▶ _Records supplied_

PR #1539, opened 2026-08-18
refactor(agnocast_kmod): split the domain bridge rule add path into helpers

Koichi98:
## Description

`agnocast_ioctl_add_domain_bridge()` did three things in one body: validate and canonicalize the
request, decide whether the pair may be registered, and allocate the rule. This splits the last two
into `add_domain_rule()` and `insert_domain_rule()`, leaving the ioctl entry point with only the
argument handling and the lock. Canonicalization now happens in `insert_domain_rule()`, where the
storage layout is what demands it.

Delivery, return codes and lock scope are unchanged. The one deliberate behavior change is that the
two rejection paths now log which invariant was violated, which they previously did not.

## Related links

None.

## How was this PR tested?

- [ ] Autoware
- [ ] sample application
- [x] `bash scripts/test/e2e_test_domain_bridge.bash`

## Notes for reviewers

None.

## Post-merge checklist

`need-patch-update`

### DIFF
--- a/agnocast_kmod/agnocast_ioctl.c
+++ b/agnocast_kmod/agnocast_ioctl.c
@@ -2354,10 +2354,10 @@ static int add_domain_rule(
       r_from->b_to_a = true;
     }
 
-    // Unlike the new-pair path (the fallthrough, which delegates to insert_domain_rule), this
-    // one runs after endpoints may have registered, and the direction just enabled was denied
-    // when their notify lists were built. Both cells share one topic_struct once grouped, so
-    // either wrapper reaches every publisher.
+    // Unlike the new-pair path that insert_domain_rule handles, this one runs after endpoints
+    // may have registered, and the direction just enabled was denied when their notify lists
+    // were built. Both cells share one topic_struct once grouped, so either wrapper reaches
+    // every publisher.
     struct topic_wrapper * wrapper = find_topic(topic_name_from, ipc_ns, from_domain);
     if (!wrapper) wrapper = find_topic(topic_name_to, ipc_ns, to_domain);
     if (wrapper) rebuild_all_notify_lists(wrapper);
--- a/agnocast_kmod/agnocast_ioctl.c
+++ b/agnocast_kmod/agnocast_ioctl.c
@@ -2337,9 +2337,10 @@ static int add_domain_rule(
     r_a->a_to_b |= from_is_a;
     r_a->b_to_a |= !from_is_a;
 
-    // Unlike the paths below, this one runs after endpoints may have registered, and the
-    // direction just enabled was denied when their notify lists were built. Both cells share one
-    // topic_struct once grouped, so either wrapper reaches every publisher.
+    // Unlike the new-pair path (the fallthrough, which delegates to insert_domain_rule), this
+    // one runs after endpoints may have registered, and the direction just enabled was denied
+    // when their notify lists were built. Both cells share one topic_struct once grouped, so
+    // either wrapper reaches every publisher.
     struct topic_wrapper * wrapper = find_topic(name_a, ipc_ns, domain_a);
     if (!wrapper) wrapper = find_topic(name_b, ipc_ns, domain_b);
     if (wrapper) rebuild_all_notify_lists(wrapper);
--- a/agnocast_kmod/agnocast_ioctl.c
+++ b/agnocast_kmod/agnocast_ioctl.c
@@ -2285,8 +2285,8 @@ static struct domain_bridge_rule * find_domain_rule(
   return NULL;
 }
 
-// The caller holds global_htables_rwsem for write and has already established that neither cell
-// is taken.
+// The caller holds global_htables_rwsem for write and has verified, for both cells, that no
+// domain_bridge_rule covers it (find_domain_rule) and that no endpoint has joined it (find_topic).
 static int insert_domain_rule(
   const char * name_a, const char * name_b, const struct ipc_namespace * ipc_ns,
   const uint32_t domain_a, const uint32_t domain_b, const bool from_is_a)
--- a/agnocast_kmod/agnocast_ioctl.c
+++ b/agnocast_kmod/agnocast_ioctl.c
@@ -2288,9 +2288,17 @@ static struct domain_bridge_rule * find_domain_rule(
 // The caller holds global_htables_rwsem for write and has verified, for both cells, that no
 // domain_bridge_rule covers it (find_domain_rule) and that no endpoint has joined it (find_topic).
 static int insert_domain_rule(
-  const char * name_a, const char * name_b, const struct ipc_namespace * ipc_ns,
-  const uint32_t domain_a, const uint32_t domain_b, const bool from_is_a)
+  const char * topic_name_from, const char * topic_name_to, const uint32_t from_domain,
+  const uint32_t to_domain, const struct ipc_namespace * ipc_ns)
 {
+  // Store the pair canonically (domain_a < domain_b), each domain keeping its own name
+  // (they differ on rename). Direction lives only in the a_to_b / b_to_a flags; grouping
+  // (find_grouped_topic_struct) pairs the two cells and delivery direction is enforced by
+  // domain_delivery_allowed.
+  const bool from_is_a = from_domain < to_domain;
+  const char * name_a = from_is_a ? topic_name_from : topic_name_to;
+  const char * name_b = from_is_a ? topic_name_to : topic_name_from;
+
   struct domain_bridge_rule * rule = kmalloc(sizeof(*rule), GFP_KERNEL);
   if (!rule) return -ENOMEM;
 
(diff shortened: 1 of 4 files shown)


agnocast_kmod/agnocast_ioctl.c
```diff
@@ -2285,71 +2285,22 @@ static struct domain_bridge_rule * find_domain_rule(
   return NULL;
 }
 
-int agnocast_ioctl_add_domain_bridge(
-  const char * topic_name_from, const char * topic_name_to, const uint32_t from_domain,
-  const uint32_t to_domain, const struct ipc_namespace * ipc_ns)
+// The caller holds global_htables_rwsem for write and has already established that neither cell
+// is taken.
+static int insert_domain_rule(
```
atsushi421, line 2290: All 19 kunit cases in agnocast_kunit_domain_bridge.c make their first add_domain_bridge call with from_domain < to_domain (the `(2, 1)` calls are all re-declarations that stop at the r_a == r_b path), so insert_domain_rule never runs with from_is_a == false. That leaves the `a_to_b = false` / `b_to_a = true` initialization and the new dev_info order reconstruction untested, and the reconstruction is the only non-mechanical transformation in this PR: a transposed ternary would silently log the reversed direction, and the flag half would deliver in the wrong direction.

Consider adding a kunit case that declares `(TOPIC_NAME, TOPIC_NAME, 2, 1)` as the first rule and asserts via agnocast_get_domain_rule that domain_a == 1, domain_b == 2, a_to_b == false, b_to_a == true.

agnocast_kmod/agnocast_ioctl.c
```diff
@@ -2285,71 +2285,22 @@ static struct domain_bridge_rule * find_domain_rule(
   return NULL;
 }
 
-int agnocast_ioctl_add_domain_bridge(
-  const char * topic_name_from, const char * topic_name_to, const uint32_t from_domain,
-  const uint32_t to_domain, const struct ipc_namespace * ipc_ns)
+// The caller holds global_htables_rwsem for write and has already established that neither cell
```
atsushi421: The caller establishes two distinct preconditions here: no domain_bridge_rule covers either cell (find_domain_rule), and no endpoint has joined either cell (find_topic). "Neither cell is taken" reads as either one on its own, and a future direct caller satisfying only the first would hash_add a second rule for an already-paired cell, making find_domain_rule's full-bucket scan return whichever duplicate it hits first.

Suggest naming both checks: "has verified, for both cells, that no domain_bridge_rule covers it (find_domain_rule) and that no endpoint has joined it (find_topic)".

agnocast_kmod/agnocast_ioctl.c
```diff
@@ -2360,11 +2311,66 @@ int agnocast_ioctl_add_domain_bridge(
   // find_domain_rule scans every bucket, so the hash key is only for even distribution.
   hash_add(domain_rule_htable, &rule->node, full_name_hash(NULL, name_a, strlen(name_a)));
 
+  // Report it the way it was declared, not in the canonical order it is stored in.
   dev_info(
-    agnocast_device, "Domain bridge rule added (%s@%u -> %s@%u).\n", topic_name_from, from_domain,
-    topic_name_to, to_domain);
+    agnocast_device, "Domain bridge rule added (%s@%u -> %s@%u).\n", from_is_a ? name_a : name_b,
```
atsushi421: The entry point encodes the declared direction into canonical values plus a from_is_a bit, and this dev_info decodes it back with four ternaries. Nothing below the entry point actually needs pre-canonicalized values: find_domain_rule and find_topic are direction-symmetric, and from_is_a is derivable from `from_domain < to_domain`.

Moving the canonicalization into insert_domain_rule and passing the original five arguments through would let this log print its parameters verbatim, drop both helpers from six parameters to five, and align the argument order with the entry point. The current order also separates each name from its domain, unlike every other per-cell function in this file (find_topic, find_domain_rule, find_grouped_topic_struct all use `name, ipc_ns, domain`), so two same-typed arguments can be swapped at a call site without a compiler error.

agnocast_kmod/agnocast_ioctl.c
```diff
@@ -2360,11 +2311,66 @@ int agnocast_ioctl_add_domain_bridge(
...
+  // TODO: support >2 domains per topic by storing a domain group instead of a fixed pair.
+  struct domain_bridge_rule * r_a = find_domain_rule(name_a, ipc_ns, domain_a);
+  struct domain_bridge_rule * r_b = find_domain_rule(name_b, ipc_ns, domain_b);
+  if (r_a || r_b) {
+    if (r_a != r_b) return -EBUSY;
+
+    r_a->a_to_b |= from_is_a;
+    r_a->b_to_a |= !from_is_a;
+
+    // Unlike the paths below, this one runs after endpoints may have registered, and the
```
atsushi421: The allocation path this contrasts against now lives in insert_domain_rule, which is defined above this comment, so a reader following "below" top-to-bottom finds only a call, not the kmalloc/hash_add/dev_info logic being contrasted. Consider wording that does not depend on physical position, e.g. "Unlike the new-pair path (the fallthrough, which delegates to insert_domain_rule), this one runs after endpoints may have registered".

agnocast_kmod/agnocast_ioctl.c
```diff
@@ -2360,11 +2311,66 @@ int agnocast_ioctl_add_domain_bridge(
...
+  // Invariant: each cell (name, domain) belongs to at most one rule, and a rule pairs
+  // exactly two cells. r_a == r_b (non-NULL) means an existing rule already pairs exactly
+  // these two cells -- a re-declaration or the reverse direction, so just OR in the
+  // direction. Any other overlap (a cell already paired with a different cell) is a
+  // fan-out and is rejected. This is the one place that enforces one pair per cell.
+  // TODO: support >2 domains per topic by storing a domain group instead of a fixed pair.
+  struct domain_bridge_rule * r_a = find_domain_rule(name_a, ipc_ns, domain_a);
+  struct domain_bridge_rule * r_b = find_domain_rule(name_b, ipc_ns, domain_b);
+  if (r_a || r_b) {
+    if (r_a != r_b) return -EBUSY;
```
atsushi421: This rejection and the endpoint-already-joined one below both return a bare -EBUSY with no log, so userspace cannot tell which invariant it violated; e2e_test_domain_bridge.bash line 75 has to guess ("fresh kmod? cell already has an endpoint?"). agnocast_ioctl_remove_bridge already dev_warns on its rejection path.

Since this PR gives each of these paths a dedicated helper, it is a natural moment to add a dev_warn on each naming the topics, domains, and cause, leaving the return codes unchanged.

atsushi421 (commented):
Verified the "pure refactor, no behavior change" claim holds: the four ternaries in the new dev_info produce the same string as the old call for both values of from_is_a, `if (r_a != r_b) return -EBUSY;` is equivalent to the old if/else across all four r_a/r_b combinations, and lock scope, error codes, and log firing conditions are all preserved. The comments below are about contracts the split newly exposed and about coverage of the branches it touched.

---

agnocast_internal.h line 232 says "See agnocast_ioctl_add_domain_bridge for the rules on adding one." Those rules (the one-pair-per-cell invariant, the fan-out rejection, the endpoint-already-joined rejection) moved into add_domain_rule, a static helper that is not visible from the header and not reachable by grepping the referenced name. A reader following the pointer now lands in a function containing only canonicalization and the lock. Consider repointing it at add_domain_rule in agnocast_ioctl.c.

---

The checklist marks `scripts/test/run_requires_kernel_module_tests.bash` as required but leaves it unchecked. This PR changes kernel ioctl code, and that suite is the labeled integration gate for kmod changes. Running it before merge, plus `e2e_test_domain_bridge.bash` with `E2E_REMAP` set (the only e2e mode that exercises the swapped canonical orientation), would also cover the from_is_a == false gap noted inline.

agnocast_kmod/agnocast_ioctl.c
Koichi98: Fixed in [d401dee1](https://github.com/autowarefoundation/agnocast/commit/d401dee18c08c18760d87d63181a74149d65c0c5).

agnocast_kmod/agnocast_ioctl.c
Koichi98: Fixed in [ce01699d](https://github.com/autowarefoundation/agnocast/commit/ce01699d202c84c2c2f01218d04c0d61ca461830).

agnocast_kmod/agnocast_ioctl.c
Koichi98: Fixed in [47e5546f](https://github.com/autowarefoundation/agnocast/commit/47e5546fbfcdf595a4c780c6accdf45536ce63ce). I kept the argument order aligned with the entry point rather than moving to `name, ipc_ns, domain`, since the entry point's own signature is what separates each name from its domain.

agnocast_kmod/agnocast_ioctl.c
Koichi98: Fixed in [5aaa4ba4](https://github.com/autowarefoundation/agnocast/commit/5aaa4ba4e40e5fbad8501838fde9aadaa4c46dbf).

agnocast_kmod/agnocast_ioctl.c
Koichi98: Fixed in [07f15c90](https://github.com/autowarefoundation/agnocast/commit/07f15c90e6ff056bf228272c26274e5e82b56238).

Koichi98:
Fixed in [4e126eb0](https://github.com/autowarefoundation/agnocast/commit/4e126eb01cab18b022aff172d545fd8afc5036b4).

`run_requires_kernel_module_tests.bash` and `e2e_test_domain_bridge.bash` with `E2E_REMAP` both pass.

atsushi421 (approved):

▶ _Task item_
Will you return exactly the lines above from the one with "topic_name_to : topic_name_from;" down to the one with "Consider adding a", counting both as part of the range?

▶ _Answer for this exercise_
+  const char * name_b = from_is_a ? topic_name_to : topic_name_from;
+
   struct domain_bridge_rule * rule = kmalloc(sizeof(*rule), GFP_KERNEL);
   if (!rule) return -ENOMEM;
 
(diff shortened: 1 of 4 files shown)


agnocast_kmod/agnocast_ioctl.c
```diff
@@ -2285,71 +2285,22 @@ static struct domain_bridge_rule * find_domain_rule(
   return NULL;
 }
 
-int agnocast_ioctl_add_domain_bridge(
-  const char * topic_name_from, const char * topic_name_to, const uint32_t from_domain,
-  const uint32_t to_domain, const struct ipc_namespace * ipc_ns)
+// The caller holds global_htables_rwsem for write and has already established that neither cell
+// is taken.
+static int insert_domain_rule(
```
atsushi421, line 2290: All 19 kunit cases in agnocast_kunit_domain_bridge.c make their first add_domain_bridge call with from_domain < to_domain (the `(2, 1)` calls are all re-declarations that stop at the r_a == r_b path), so insert_domain_rule never runs with from_is_a == false. That leaves the `a_to_b = false` / `b_to_a = true` initialization and the new dev_info order reconstruction untested, and the reconstruction is the only non-mechanical transformation in this PR: a transposed ternary would silently log the reversed direction, and the flag half would deliver in the wrong direction.

Consider adding a kunit case that declares `(TOPIC_NAME, TOPIC_NAME, 2, 1)` as the first rule and asserts via agnocast_get_domain_rule that domain_a == 1, domain_b == 2, a_to_b == false, b_to_a == true.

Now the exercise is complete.